One helpful investigation in doubtful cases is flow cytometry to characterise the immunophenotype of the blast cell population. Blast cells in TAM have been shown to express early myeloid (CD34, CD33), megakaryocyte (CD41, CD61) and erythroid (CD235a, glycophorin A) antigens and may express CD7 (a T‐cell antigen). Cytochemical stains can also be used to characterise the blast cells (they stain positive for acid phosphatases and non‐specific esterase and negative for myeloperoxidase, Sudan black, chloroacetate esterase and period acid–Schiff) but this test is rarely used in clinical practice now. Diagnostic difficulty is common in infants with phenotypically normal mosaic Down syndrome in which the only clue to the diagnosis is a blood film picture typical of TAM. Therefore any infant with blood film abnormalities suggestive of TAM should have cytogenetic analysis to look for trisomy 21. The bone marrow findings mirror those in blood, and add little where the diagnosis is indicated by clinical findings and examination of the blood.
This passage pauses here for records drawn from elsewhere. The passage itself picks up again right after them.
PR #3075, opened 2026-08-27
CC-742: Preserve module when switching cities via sidebar

tatimoreira:
## Summary

Switching cities (or organizations) from the sidebar always redirected to the Journey Navigator home, dropping the user out of whatever module (GHGI, HIAP, Dashboard) they were working in. This preserves the current module for the newly selected city/organization when it's available, and falls back gracefully with an informational toast when it isn't.

## Changes

- Add `resolveCitySwitchPath` / `getActiveModuleSegment` in `app/src/util/module-navigation.ts` as the single source of truth for "what module is the user in" and "where should a city switch land".
- `JNDrawer.tsx`: city dropdown, city search results, and organization switcher now preserve the active module for the new city/org (checked against that project's enabled modules), instead of hardcoding `/cities/{cityId}`.
- `navigation-bar.tsx`: module-name display logic now reuses the shared helper (removing duplicated pathname parsing); organization switcher gets the same fix.
- Add `module-unavailable-for-city` i18n key (`en/dashboard.json`, `en/navigation.json`) for the fallback toast.
- Add unit tests for the new util (`app/tests/module-navigation.jest.ts`).

## How to test

1. Open a city's GHGI dashboard (`/en/cities/{cityA}/GHGI/{inventoryId}`), open the sidebar, and switch to another city that also has GHGI enabled — confirm you land on that city's GHGI (latest inventory or onboarding), not the Journey Navigator.
2. Repeat for HIAP and for `dashboard`.
3. Switch to a city whose project does not have GHGI/HIAP enabled while on that module — confirm redirect to the Journey Navigator with an info toast naming the module.
4. Switch cities from the search-result list, and switch organizations from a module page — confirm the same preserve/fallback behavior.
5. `npm run jest -- module-navigation` — unit tests pass.

## Ticket

CC-742


app/src/components/HomePage/JNDrawer.tsx
```diff
@@ -499,12 +535,43 @@ const JNDrawer = ({
...
+      );
+      toaster.create({
+        type: "info",
+        title: t("module-unavailable-for-city", {
+          module: blockedModule?.name?.[lng] || blockedModule?.name?.en || "",
+        }),
+      });
+    }
+
+    router.push(path);
```
lemilonkh: We have this same logic repeated in 3 places in the code base. Could it be extracted into a React hook so it can be reused more easily perhaps?

app/src/components/navigation-bar.tsx
```diff
@@ -119,11 +125,17 @@ export function NavigationBar({
...
+      case "GHGI":
+        return t("page-title-ghg-inventories");
+      case "HIAP":
+        return t("page-title-hiap");
+      case "dashboard":
+        return t("page-title-dashboard");
+      default:
+        return null;
+    }
   }, [pathname, t]);
```
lemilonkh: This could be tricky to maintain going forward when we're adding more and more modules. Can the respective name come from the Modules table (where we have different translations of it as well)?
Might require adding the route segment to the table and then adding it as data to the module seeder.

app/src/util/module-navigation.ts
```diff
@@ -0,0 +1,57 @@
...
+export type ModuleRouteSegment = {
+  segment: "GHGI" | "HIAP" | "concept-notes" | "dashboard";
+  moduleId?: string; // undefined => ungated route
+};
+
+const MODULE_ROUTES: ModuleRouteSegment[] = [
+  { segment: "GHGI", moduleId: Modules.GHGI.id },
+  { segment: "HIAP", moduleId: Modules.HIAP.id },
+  { segment: "concept-notes", moduleId: Modules.CONCEPT_NOTE_BUILDER.id },
+  { segment: "dashboard" },
```
lemilonkh: This is also additional maintenance effort required when adding new modules. Can this data come from the Modules table?

lemilonkh: E.g. we just added the native MEED module. Ideally it would just work with this system directly since it's in the Modules seeder.

lemilonkh (approved):
Great work, thanks! ✨
Would just be good to make sure to not add a bunch of new places where added modules need to be configured before they work correctly with this feature.

app/src/components/HomePage/JNDrawer.tsx
tatimoreira: I'll extract it into a hook

app/src/util/module-navigation.ts
tatimoreira: Good call — fixed in fbd648bce. `getActiveModuleSegment`/`resolveCitySwitchPath` now derive `{segment, moduleId, name}` from the live Modules table (`useGetModulesQuery`) using each module's `url` field, instead of a hardcoded map. No migration/seeder change was needed — `url` (e.g. `/GHGI`, `/MEED`) already served as the route segment and `name` was already localized. New modules should work here automatically as long as their `url` is an internal app route.

app/src/components/navigation-bar.tsx
tatimoreira: fixed

PR #3077, opened 2026-08-28
CC-655: Redirect multi-project users to All Projects view on login

tatimoreira:
## Summary

Users with access to multiple projects previously always landed on the Journey Navigator (`/cities`) after login, requiring extra navigation to see their other projects. They now land on the existing "All Projects" view instead. Single/zero-project users keep the existing behavior.

## Changes

- `app/[lng]/page.tsx`: fetch the user's projects alongside user info; redirect to `/organization/{orgId}/project` when the user has more than one project, otherwise `/cities/` as before. Also stopped rendering the deprecated `GHGIHomePage` fallback except on error, since it has its own onboarding-redirect effects that raced the new redirect.
- `proxy.ts` (Next 16's `middleware.ts` equivalent): removed an unconditional server-side redirect that sent every request to `/{lng}` or `/{lng}/` straight to `/{lng}/cities/`, which made the landing-page redirect logic dead code before this change.

## How to test

1. Log in as a user who is an OrganizationAdmin (or otherwise has access to) more than one project — confirm you land on `/{lng}/organization/{orgId}/project` ("All Projects").
2. Log in as a user with a single project (or none) — confirm you still land on `/{lng}/cities/` as before.

## Ticket

CC-655

### DIFF
--- a/app/src/app/[lng]/page.tsx
+++ b/app/src/app/[lng]/page.tsx
@@ -8,7 +8,6 @@ import { useRouter } from "next/navigation";
 import { api } from "@/services/api";
 import ProgressLoader from "@/components/ProgressLoader";
 
-/** @deprecated has been replaced with GHGI module home page */
 export default function PrivateHome(props: {
   params: Promise<{ lng: string }>;
 }) {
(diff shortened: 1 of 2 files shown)


lemilonkh (approved):
Great, thanks 👍 ✨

Most children with TAM only need observation as the clinical and laboratory abnormalities spontaneously resolve within 3 months after birth. However, symptomatic babies, especially those with high blast counts or liver dysfunction may benefit from low‐dose cytosine arabinoside (10–20 mg/m2
/day for up to 7 days). As TAM blasts are highly sensitive to cytarabine, there is generally a rapid response. Severe liver disease, with fibrosis due to the production of megakaryocyte‐derived growth factor from blast cells, has a poor prognosis and may not respond to treatment. Despite resolution in most cases of TAM, up to 20% of infants who present to haematology centres still die of disease.8
Although 10% of neonates with Down syndrome are said to develop TAM and 10% of fetuses with Down syndrome die in utero, possibly due to TAM, the true incidence of TAM is unknown. Neonates with more subtle presentations of TAM probably escape notice as blood counts and smears are not routinely performed on all neonates with Down syndrome. To date, there have been retrospective studies1
and one small prospective study from a specialised paediatric unit (and not representative of the Down syndrome population as a whole)15
documenting blood cell abnormalities at birth. Thus, there is a need for a prospective study on a large population of unselected newborns with Down syndrome documenting full blood counts and blood films. Such studies are ongoing in the UK, USA, Ireland and Europe. The UK study, coordinated by Oxford and York, is currently recruiting centres. Further information about this study is available from the corresponding authors. Until data are available from these studies we recommend taking full blood counts and blood films in all neonates with Down syndrome.